All but one of their children went to religious residential schools, and to his credit, Wente admits that knowing the value they placed on education, his great-grandparents would have probably chosen to send their children even if they hadn’t been required by law. Wente’s grandmother told him about the instances of cruel disciplining methods meted out by the nuns but also told him that being taught English had served her well. “Whether she was spared other abuses or simply chose to shelter me from the knowledge of them, I don’t know,” editorializes Wente. Upon graduation, she decided not to return to her home town and move to Toronto. (It’s because every desire to speak Ojibwe was beaten out of her that Serpent River no longer felt like home, writes Wente, denying his grandmother any possibility of autonomous decision-making.) She stopped identifying as Indigenous when she was outside Serpent River, sometimes claiming to be Italian, and that is, says Wente, so she would avoid ridicule and state interference (not because she wanted to try a different kind of life—again, no autonomy).
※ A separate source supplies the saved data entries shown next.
PR #3141, opened 2024-02-27
CASSANDRA-19255 Fixing getRangeTo* operations of StorageService mbea running into NPE for local strategy keyspaces.

nvharikrishna:
getRangeTo* mbean methods are calling `constructRangeToEndpointMap` internally to get endpoints by range for given keyspace and range. This method is internally using CMS to get keyspace metadata. Local strategy keyspaces are not managed by CMS because of which `keyspaceMetadata` is null and then running into NPE. Falling back to `Keyspace.open()` when keyspace metdata is not found in CMS. 

The [Cassandra Jira](https://issues.apache.org/jira/browse/CASSANDRA-19255)


nvharikrishna:
Changes are merged with commit: https://github.com/apache/cassandra/commit/a69c8657d75de627fb1fe518bfe1d657add11740. Closing the pull request.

In Toronto she met his grandfather, a WASP veteran just back from the war. She worked as a domestic and cleaner, he drove a truck and together they raised their three kids in the Beaches. Eventually she was hired as a hostess at elite Albany Club, where she stayed for three decades. This is the book that I want to read: a book about Norma Meawasige’s life. But JW is the last person who should undertake it—can you imagine the self-aggrandizing and the editorializing—so it’s just as well that he didn’t even try.
Instead, the book we have is the saga of JW, the story of one man heroically fighting imagined slights and minor inconveniences on his way to some of the most powerful positions in the country.